**Task goal**
In how many lines of the records does the string "Context" appear? State only the number.

(Data items)
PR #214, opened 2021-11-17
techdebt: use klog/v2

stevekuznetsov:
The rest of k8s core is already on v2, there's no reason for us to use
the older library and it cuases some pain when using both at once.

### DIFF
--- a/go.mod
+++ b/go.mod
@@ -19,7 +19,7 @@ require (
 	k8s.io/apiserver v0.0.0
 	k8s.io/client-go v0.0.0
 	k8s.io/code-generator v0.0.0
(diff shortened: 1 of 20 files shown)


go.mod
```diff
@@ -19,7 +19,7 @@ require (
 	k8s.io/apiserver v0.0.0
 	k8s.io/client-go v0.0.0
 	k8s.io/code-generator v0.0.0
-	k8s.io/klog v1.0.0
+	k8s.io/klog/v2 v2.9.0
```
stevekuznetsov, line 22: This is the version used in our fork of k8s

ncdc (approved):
---
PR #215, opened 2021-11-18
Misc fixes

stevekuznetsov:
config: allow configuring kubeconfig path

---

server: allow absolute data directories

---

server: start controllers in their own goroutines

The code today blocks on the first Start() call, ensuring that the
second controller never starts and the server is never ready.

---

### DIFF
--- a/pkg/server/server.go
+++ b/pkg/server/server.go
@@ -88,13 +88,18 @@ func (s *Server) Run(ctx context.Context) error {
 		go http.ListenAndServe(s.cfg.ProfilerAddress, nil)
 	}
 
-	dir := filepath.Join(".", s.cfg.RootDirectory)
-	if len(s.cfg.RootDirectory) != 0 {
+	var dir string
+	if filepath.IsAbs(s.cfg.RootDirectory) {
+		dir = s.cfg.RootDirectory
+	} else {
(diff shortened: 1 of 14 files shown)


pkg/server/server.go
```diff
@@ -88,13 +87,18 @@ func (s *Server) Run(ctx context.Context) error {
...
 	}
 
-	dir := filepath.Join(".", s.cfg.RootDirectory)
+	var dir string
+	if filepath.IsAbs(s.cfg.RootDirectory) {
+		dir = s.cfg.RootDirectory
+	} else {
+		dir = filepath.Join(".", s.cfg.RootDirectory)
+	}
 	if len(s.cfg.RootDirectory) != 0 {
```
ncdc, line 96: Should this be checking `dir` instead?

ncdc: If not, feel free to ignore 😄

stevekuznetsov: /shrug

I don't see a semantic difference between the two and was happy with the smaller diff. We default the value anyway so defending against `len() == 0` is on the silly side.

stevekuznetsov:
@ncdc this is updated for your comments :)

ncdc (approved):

**Result for this exercise**
2